*Saved data entries*:
________________________

PR #1454, opened 2017-11-20
@damassi => Turn on parallel, use --runInBand for Jest tests

kanaabe:
This turns parallel tests back on for Circle and makes use of `--runInBand` which prevents Jest tests from spawning new processes.

cc @eessex

### DIFF
--- a/package.json
+++ b/package.json
@@ -9,7 +9,7 @@
     "start": "sh scripts/start.sh",
     "dev": "sh scripts/dev.sh",
     "test": "sh scripts/test.sh",
-    "test:watch": "yarn jest -- --watch",
+    "test:watch": "yarn jest -- --watch --runInBand",
     "assets": "sh scripts/assets.sh",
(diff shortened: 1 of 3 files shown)


package.json
```diff
@@ -9,7 +9,7 @@
     "start": "sh scripts/start.sh",
     "dev": "sh scripts/dev.sh",
     "test": "sh scripts/test.sh",
-    "test:watch": "yarn jest -- --watch",
+    "test:watch": "yarn jest -- --watch --runInBand",
```
damassi: @kanaabe - I think this needs to be on line 11? `test:watch` is just for development mode and should never be run in CI

kanaabe: Yeahh I added it to both. See `scripts/test.sh`

damassi: Ooh 👍

damassi:
LGTM 👍

PR #1464, opened 2017-12-04
@kanaabe => Use Redux for Edit app

eessex:
Reworks edit app to use Redux for actions in the Edit app, in order to maintain a single and consistent article and state between:
- edit/content
- edit/header
- edit/admin
- edit/display

standard-redux

PR #1468, opened 2017-12-05
@kanaabe => Edit header uses React over Backbone

eessex:
Per suggestion of @damassi, this is the first of a few PRs breaking out a pieces from the [WIP Redux PR](https://github.com/artsy/positron/pull/1464/files). 

This code replaces `edit/header`, using React rather than a Backbone view.  It is set up to accept Redux events as props.  This is not yet used and will be implemented in the Redux PR.

### DIFF
--- a/client/apps/edit/components/header2/index.jsx
+++ b/client/apps/edit/components/header2/index.jsx
@@ -1,0 +1,188 @@
+import PropTypes from 'prop-types'
+import React, { Component } from 'react'
+import Icon from '@artsy/reaction-force/dist/Components/Icon'
+import { data as sd } from 'sharify'
+
+export class EditHeader extends Component {
+  static propTypes = {
+    actions: PropTypes.any,
+    article: PropTypes.object,
+    channel: PropTypes.object,
+    edit: PropTypes.object,
+    user: PropTypes.object
+  }
+
+  toggleSection = (activeSection) => {
+    // TODO - connect component to use redux actions directly
+    this.props.actions.changeSection(activeSection)
+  }
+
+  isPublishable = () => {
+    return this.contentIsComplete() && this.displayIsComplete()
+  }
+
+  onPublish = () => {
+    const { actions, article } = this.props
+
+    if (this.isPublishable()) {
+      actions.publishArticle(
+        article,
+        !article.get('published')
+      )
+    }
+  }
+
+  onDelete = () => {
+    const { actions, article } = this.props
+
+    if (confirm('Are you sure?')) {
+      actions.deleteArticle(article)
+    }
+  }
+
+  getSaveColor = () => {
+    const { isSaving, isSaved } = this.props.edit
+
+    if (isSaving) {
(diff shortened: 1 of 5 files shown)


client/apps/edit/components/header2/index.jsx
```diff
@@ -0,0 +1,188 @@
...
+            <button
+              className='avant-garde-button check'
+              onClick={() => this.toggleSection('content')}
+              data-active={activeSection === 'content'}
+            >
+              <span>Content</span>
+              <Icon
+                className='icon'
+                name='check'
+                color={this.contentIsComplete() ? 'limegreen' : '#ccc'}
```
kanaabe: Hmm I think we could do a little better with keeping colors named. I saw it in another PR too, but I generally try to stay away from using hex and stick to colors that are in our style guide. We have a Colors export from Reaction that can be used here.

client/apps/edit/components/header2/index.jsx
```diff
@@ -0,0 +1,188 @@
...
+            <button
+              className='avant-garde-button check'
+              onClick={() => this.toggleSection('display')}
+              data-active={activeSection === 'display'}
+            >
+              <span>Display</span>
+              <Icon
+                className='icon'
+                name='check'
+                color={this.displayIsComplete() ? 'limegreen' : '#ccc'}
```
kanaabe: Same here

client/apps/edit/components/header2/index.jsx
```diff
@@ -0,0 +1,188 @@
...
+                Auto-link
+              </button>
+            }
+          </div>
+        </div>
+
+        <div className='EditHeader__right'>
+          <button
+            className='avant-garde-button'
+            style={{border: 'none'}}
```
kanaabe: The styling seems to be pulling in different directions. In this file alone, I'm seeing three different ways of styling. There's our legacy .styl, then we have this `style={}` format, and then finally we have an Icon that uses styled-components. I feel like at this point for new code we should be sticking to one or two ways.

client/apps/edit/components/header2/index.jsx
```diff
@@ -0,0 +1,188 @@
...
+            className='avant-garde-button'
+            style={{color: this.getSaveColor()}}
+            onClick={() => article.get('published')
+              ? article.trigger('savePublished')
+              : actions.saveArticle(article)
+            }>
+            {this.getSaveText()}
+          </button>
+
+          <a href={`${sd.FORCE_URL}/article/${article.get('slug')}`} target='_blank'>
```
kanaabe: There's a model method for this! You'll want to double check but I think it's `article.getFullSlug()`

eessex: Hot tip!  The function isn't being any used anywhere except now here. Updated to use underscore.string's slugify, which is what we use in API (some special characters were showing in slug).
Also found the 'contentIsComplete' and 'displayIsComplete' existed on the model.

Issue #1459, opened 2017-11-29
Command-i glitch for italicizing captions in Writer


sarahdotson:
When I use command-i to try and italicize text in captions in Writer, it deletes all previous text I typed and doesn't italicize what I type following the command. 

If I highlight the portion I want italicized and use command-i, it does the same thing (deletes all text but the highlighted text)

If I type out a caption, highlight the portion I want, and then use the button for italics in Writer, it works. I never need to use bolded text, but the same goes for command-B

sarahdotson:
Hi, I am still experiencing this issue!

PR #1473, opened 2017-12-07
@kanaabe => Decaf Text nav

eessex:
A new jsx menu for the text editor.
Also addresses https://github.com/artsy/positron/issues/1459


kanaabe:
Woohoo! Looks good 👍

PR #1474, opened 2017-12-08
@craigspaeth => Refactor authorization to use JWT for partner_ids

kanaabe:
## Problem
The original issue was that users who had access to more than 10 partners returned a non-sorted array of partners in `api.artsy.net/v1/api/me/partners`. This caused a redirect loop because the client-side's [`user.isOutdated`](https://github.com/artsy/positron/blob/master/client/components/layout/client.coffee#L40) check would sometimes not match the stored user.

## Solution
We could have paginated this API, but @joeyAghion enlightened me that JWT's blob actually returns `partner_ids`. This field returns the partners a user has access to, and not necessarily the ones it manages (`api.artsy.net/v1/api/me/partners` returns both). However, since all Admins have access to partners anyway, we only need to cover the "user has access to" case, which is primarily used for non-admin Artsy users who manage partner accounts.


api/apps/users/model.coffee
```diff
@@ -48,20 +48,18 @@ bcrypt = require 'bcryptjs'
...
     (cb) ->
       bcrypt.hash accessToken, SALT, cb
   ], (err, results) ->
     return callback err if err
-    user.partner_ids = _.map (results[0]?.body or []), (partner) ->
-      ObjectId partner._id
-    user.channel_ids = _.pluck results[1], '_id'
-    encryptedAccessToken = results[2]
+    partner_ids = jwtDecode(accessToken)?.partner_ids or []
+    user.partner_ids = _.map partner_ids, (id) ->
```
craigspaeth: Code ⛳️  trick, this can be: `user.partner_ids = _.map partner_ids, ObjectId`

client/lib/setup/auth.coffee
```diff
@@ -22,7 +23,8 @@ setupPassport = ->
       headers: 'X-Access-Token': accessToken
       error: (m, err) -> done err
       success: (user) ->
-        id = user.get('channel_ids').concat(user.get('partner_ids'))[0]
+        partner_ids = jwtDecode(accessToken).partner_ids
```
craigspaeth: I don't think the client-side code actually has to be changed because you're already decoding the JWT and saving the partner ids on the server [here](https://github.com/artsy/positron/pull/1474/files#diff-2a1090257f616ec3ff944746d030cda6R58).

craigspaeth:
Yay for JWTs! Glad to see Positron joining the latest in auth practices. I left some non-critical comments that you can feel to address/not and merge when ready. Good stuff!

client/lib/setup/auth.coffee
kanaabe: Ooh yeah, you're totally right. This one is unnecessary. There is on client-side spot [here](https://github.com/artsy/positron/pull/1474/files#diff-ae3098d32d28ef9fa7bc649e32f5482fR48) that I think we will need to keep since it's where we check that the user stored in the session is in sync with the one stored in db.

PR #582, opened 2019-03-22
Adding tx with built-in retries support for RxSession

zhenlineo:
Implemented `RxSession#readTransaction` and `RxSession#writeTransaction` using `Flux#retryWhen`.
Extracted `NetworkSession` to provide basic `runAsync` and `runRx` methods, allowing other session implementations (such as AsyncSession, RxSession) build on top of it.


driver/src/main/java/org/neo4j/driver/internal/async/ExplicitTransaction.java
```diff
@@ -0,0 +1,53 @@
...
+import java.util.concurrent.CompletionStage;
+
+import org.neo4j.driver.Statement;
+import org.neo4j.driver.TransactionConfig;
+import org.neo4j.driver.async.StatementResultCursor;
+import org.neo4j.driver.internal.Bookmarks;
+import org.neo4j.driver.internal.cursor.RxStatementResultCursor;
+import org.neo4j.driver.internal.spi.Connection;
+
+public interface ExplicitTransaction
```
ali-ince: I slightly got confused with the new naming scheme. Since both `NetworkSession` and `ExplicitTransaction` are core building blocks for the rest of the surfaced API, what do you think about renaming `ExplicitTransaction` to `NetworkTransaction` - just to form a relationship between the two?

ali-ince (commented):
LGTM. 

I had one naming suggestion against the internal classes.

driver/src/main/java/org/neo4j/driver/internal/async/ExplicitTransaction.java
zhenlineo: The name `NetworkTransaction` dose not fits the Transaction very much. Will it be more clear if I remove the interfaces and directly call the implementations `NetworkSession` and `ExplicitTransaction`? 

Then all sessions will be built on top of `NetworkSession` and all transactions are built on top of `ExplicitTransaction`.

ali-ince: :+1: I think that would help.

PR #586, opened 2019-04-10
Added more examples to show how to use the new React API

zhenlineo:
Examples for integrating the driver's reactive API with Project Reactor and RxJava.

### DIFF
--- a/examples/src/main/java/org/neo4j/docs/driver/RxTransactionFunctionExample.java
+++ b/examples/src/main/java/org/neo4j/docs/driver/RxTransactionFunctionExample.java
@@ -1,0 +1,71 @@
+/*
+ * Copyright (c) 2002-2019 "Neo4j,"
+ * Neo4j Sweden AB [http://neo4j.com]
+ *
+ * This file is part of Neo4j.
+ *
+ * Licensed under the Apache License, Version 2.0 (the "License");
+ * you may not use this file except in compliance with the License.
+ * You may obtain a copy of the License at
+ *
+ *     http://www.apache.org/licenses/LICENSE-2.0
+ *
+ * Unless required by applicable law or agreed to in writing, software
+ * distributed under the License is distributed on an "AS IS" BASIS,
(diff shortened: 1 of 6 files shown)


michael-simons (commented):
Looks good to me. I didn't find the docs referencing that, but maybe it's worth writing a short sentence about why / when it's appropriate using `using` vs. `usingWhen` on the publishers.

examples/src/test/java/org/neo4j/docs/driver/ExamplesIT.java
```diff
@@ -488,4 +491,106 @@ void testHostnameVerificationExample()
...
+            // create some 'Product' nodes
+            try ( Session session = neo4j.driver().session() )
+            {
+                session.run(
+                        "UNWIND ['Tesseract', 'Orb', 'Eye of Agamotto'] AS item " +
+                                "CREATE (:Product {id: 0, title: item})" );
+            }
+
+            // read all 'Product' nodes
+            List<String> titles = await( example.readProductTitlesReactor() );
```
michael-simons, line 510: I'd use the Project reactors `StepVerifier` for Reactors test and probably similar things if there any for RxJava2.

examples/src/main/java/org/neo4j/docs/driver/RxTransactionFunctionExample.java
```diff
@@ -0,0 +1,71 @@
...
+import org.neo4j.driver.summary.ResultSummary;
+
+public class RxTransactionFunctionExample extends BaseApplication
+{
+    public RxTransactionFunctionExample( String uri, String user, String password )
+    {
+        super( uri, user, password );
+    }
+
+    public Publisher<ResultSummary> printAllProductsReactor()
```
michael-simons: Maybe return the actual implementation here? In the end it's what we wanna demonstrate with the example. 
Would also fit better with the tests for the example.

zhenlineo:
There is currently no doc using this examples. Eventually, we shall have a section in docs talking about reactive and that's where these examples will be used. Currently the purpose of this PR is merely to show how the suggested use pattern looks like.

PR #588, opened 2019-04-16
Retry tx on no writer error

zhenlineo:
Added a stub test to verify that after a leader in a cluster is removed, the driver should be able to retry the tx on 
* writer no longer available error (connection with a writer breaks in the middle of a tx)
* server no longer reachable error (a broken writer is still included in routing table)
* no writer available error (no writer found in routing table)

Changed the error `SEVERE: ServiceUnavailableException: Connection to the database terminated.` which happens on the second error condition, to `WARN: SessionExpired` to avoid noise in logs.


ali-ince (approved):
:+1:

PR #591, opened 2019-04-17
Added database name in the ResultSummary.

zhenlineo:
This requires the server to stream `db` with database name in the result summary.

### DIFF
--- a/driver/src/main/java/org/neo4j/driver/internal/util/MetadataExtractor.java
+++ b/driver/src/main/java/org/neo4j/driver/internal/util/MetadataExtractor.java
@@ -23,6 +23,9 @@ import java.util.Collections;
 import java.util.List;
 import java.util.Map;
 
+import org.neo4j.driver.Statement;
+import org.neo4j.driver.Value;
+import org.neo4j.driver.exceptions.UntrustedServerException;
 import org.neo4j.driver.internal.Bookmarks;
 import org.neo4j.driver.internal.spi.Connection;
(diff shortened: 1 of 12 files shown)


driver/src/main/java/org/neo4j/driver/internal/util/MetadataExtractor.java
```diff
@@ -99,12 +102,26 @@ public long extractResultAvailableAfter( Map<String,Value> metadata )
...
+        return new InternalResultSummary( statement, serverInfo, dbInfo, extractStatementType( metadata ), extractCounters( metadata ), extractPlan( metadata ),
+                extractProfiledPlan( metadata ), extractNotifications( metadata ), resultAvailableAfter,
+                extractResultConsumedAfter( metadata, resultConsumedAfterMetadataKey ) );
     }
 
-    public Bookmarks extractBookmarks( Map<String,Value> metadata )
+    public static DatabaseInfo extractDatabaseInfo( Map<String,Value> metadata )
+    {
+        Value dbValue = metadata.get( "db" );
+        if ( dbValue == null || dbValue.isNull() || !dbValue.hasType( TYPE_SYSTEM.STRING() ) )
```
ali-ince: Shouldn't we throw `ProtocolException` if `!dbValue.hasType( TYPE_SYSTEM.STRING() )` holds?

ali-ince (approved):
looks good. I only think that we should throw `ProtocolException` on unexpected types in summary.

PR #592, opened 2019-04-18
Change how BoltServerAddress equality works

ali-ince:
BoltServerAddress was checking equality on  `Hostname`, `Resolved IP` and `Port` triplet and DnsResolver was causing loss of original `Hostname`.

This commit removed public access to resolved IP Address component of BoltServerAddress and removes it from the equality check, thus resulting in same `hostname:port` pairs equal whatever IP address they are resolved to.

Also removed DnsResolver since it returns a set of addresses (which would not allow same `hostname:port` pairs resolved to different IP addresses) and offloaded the dns resolution to take place just after custom address resolution (default is identity resolver) happens.


ali-ince:
For the record, we have discussed this PR with @zhenlineo and decided to merge it in. 

The only behavioural change visible from outside will be that if the user provides a `ServerAddressResolver` implementation through configuration, the returned `ServerAddress`es will go through DNS resolution as well (and that resolution will resolve all IP addresses registered which will be tried in turn until successful). _This only applies to initial routing table lookup and fallback to initial routing table when none of the known routers are accessible._

PR #594, opened 2019-04-25
Suppress subsequent connection errors into existing error

zhenlineo:
When a server is shutting down, it is possible that a transaction is killed in the middle, followed by the termination of connection. Before the connection is shutting down, the server might send an error message if there is at least one pending message sent by client. However the server will also ignore any further messages that are queued in the server inbound message queue. Thus when the client trying to send or reading more with the closed connection, the client will receive a connection terminated error.

This PR makes sure when the above situation happens, the client will throw the original error with connection error as suppressed error.


ali-ince (approved):
LGTM.

PR #597, opened 2019-05-06
Suppress `pool was closed` errors

zhenlineo:
In a routing driver, it is possible that a thread will try to acquire a connection from a pool which might have been closed by another thread.
This happens when thread A obtains a server S to establish a connection. While thread B triggers updating routing table and removes server S from the routing table and connection pool. Then when thread A process to acquire a connection with server S, then we will end up with this pool was closed error.
This race condition cannot be avoided due to the nature of multi-threading. However when it happens, we can catch the error and treat it as a normal IO Error.

### DIFF
--- a/driver/src/main/java/org/neo4j/driver/internal/async/pool/ConnectionPoolImpl.java
+++ b/driver/src/main/java/org/neo4j/driver/internal/async/pool/ConnectionPoolImpl.java
@@ -45,6 +45,9 @@ import org.neo4j.driver.internal.util.Futures;
 import org.neo4j.driver.v1.Logger;
 import org.neo4j.driver.v1.Logging;
 import org.neo4j.driver.v1.exceptions.ClientException;
+import org.neo4j.driver.v1.exceptions.ServiceUnavailableException;
+
+import static java.lang.String.format;
 
 public class ConnectionPoolImpl implements ConnectionPool
 {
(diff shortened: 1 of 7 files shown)


driver/src/main/java/org/neo4j/driver/internal/async/pool/ConnectionPoolImpl.java
```diff
@@ -226,6 +230,13 @@ private void processAcquisitionError( BoltServerAddress serverAddress, Throwable
                         "Unable to acquire connection from the pool within configured maximum time of " +
                         settings.connectionAcquisitionTimeout() + "ms" );
             }
+            else if ( pool.isClosed() )
+            {
+                // There is a race condition where a thread tries to acquire a connection while the pool is closed by another concurrent thread.
+                // Treat as failed to obtain connection for a direct driver. For a routing driver, this error should be retried.
+                throw new ServiceUnavailableException( format( "Connection pool for server %s is closed while acquiring a connection. ", serverAddress ),
```
ali-ince: The extra space after `a connection.` in the exception message seems to be a typo.

driver/src/main/java/org/neo4j/driver/internal/async/pool/NettyChannelPool.java
```diff
@@ -76,4 +77,16 @@ protected ChannelFuture connectChannel( Bootstrap bootstrap )
         } );
         return channelFuture;
     }
+
+    @Override
+    public void close()
+    {
+        closed = true;
+        super.close();
```
ali-ince: Don't know if `FixedChannelPool#close` is idempotent or not, but it would be better if we could make `closed` an `AtomicBoolean` and call `super.close()` only if it wasn't called before, via `closed.compareAndSet(false, true)`?

ali-ince (commented):
LGTM. Had a couple of comments.

PR #598, opened 2019-05-10
Relax discovery logic

ali-ince:
Currently, discovery process is very picky on errors related with discovery responses. This PR relaxes the existing logic, and treats those exception as a try-next-router action and logs those exceptions at warning level.


zhenlineo (approved):
I was looking at `RoutingProcedureClusterCompositionProvider#processRoutingResponse`. Your change is better. 👍

PR #601, opened 2019-05-13
Improved error message in leaked session detection

zhenlineo:
to reflect the changes to the resource management in driver.

### DIFF
--- a/driver/src/main/java/org/neo4j/driver/internal/LeakLoggingNetworkSession.java
+++ b/driver/src/main/java/org/neo4j/driver/internal/LeakLoggingNetworkSession.java
@@ -48,8 +48,8 @@ class LeakLoggingNetworkSession extends NetworkSession
         Boolean isOpen = Futures.blockingGet( currentConnectionIsOpen() );
         if ( isOpen )
         {
-            logger.error( "Neo4j Session object leaked, please ensure that your application" +
-                          "calls the `close` method on Sessions before disposing of the objects.\n" +
+            logger.error( "Neo4j Session object leaked, please ensure that your application " +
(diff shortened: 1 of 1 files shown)


driver/src/main/java/org/neo4j/driver/internal/LeakLoggingNetworkSession.java
```diff
@@ -49,7 +49,7 @@ private void logLeakIfNeeded()
         if ( isOpen )
         {
             logger.error( "Neo4j Session object leaked, please ensure that your application" +
-                          "calls the `close` method on Sessions before disposing of the objects.\n" +
+                          "fully consumes results in Sessions or explicitly calls `close` on Sessions before disposing of the objects.\n" +
```
ali-ince, line 52: Does java driver releases connection when the result consumption is complete? Having looked shortly, it seems that `NetworkSession#closeAsync` does the actual release work and it's not called from within the driver at all. Maybe worth checking?

And besides, maybe add ` ` (space) just before `fully`?

ali-ince (commented):
I only have a question to verify.

driver/src/main/java/org/neo4j/driver/internal/LeakLoggingNetworkSession.java
zhenlineo: Both `SessionPullAllHandler#success` (also `failure`) and `Session#closeAsync` will release connection. The `DirectConnection#release` will ensure we release the one and only connection once. If the result is fully consumed, the `SessionPullAllHandler` will first release the connection.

________________________

*What is required*: Copy out the entries exactly. Begin at the first line and end with the line that has "PR #1464, opened 2017-12-04".

*Solution for this exercise*:
PR #1454, opened 2017-11-20
@damassi => Turn on parallel, use --runInBand for Jest tests

kanaabe:
This turns parallel tests back on for Circle and makes use of `--runInBand` which prevents Jest tests from spawning new processes.

cc @eessex

### DIFF
--- a/package.json
+++ b/package.json
@@ -9,7 +9,7 @@
     "start": "sh scripts/start.sh",
     "dev": "sh scripts/dev.sh",
     "test": "sh scripts/test.sh",
-    "test:watch": "yarn jest -- --watch",
+    "test:watch": "yarn jest -- --watch --runInBand",
     "assets": "sh scripts/assets.sh",
(diff shortened: 1 of 3 files shown)


package.json
```diff
@@ -9,7 +9,7 @@
     "start": "sh scripts/start.sh",
     "dev": "sh scripts/dev.sh",
     "test": "sh scripts/test.sh",
-    "test:watch": "yarn jest -- --watch",
+    "test:watch": "yarn jest -- --watch --runInBand",
```
damassi: @kanaabe - I think this needs to be on line 11? `test:watch` is just for development mode and should never be run in CI

kanaabe: Yeahh I added it to both. See `scripts/test.sh`

damassi: Ooh 👍

damassi:
LGTM 👍

PR #1464, opened 2017-12-04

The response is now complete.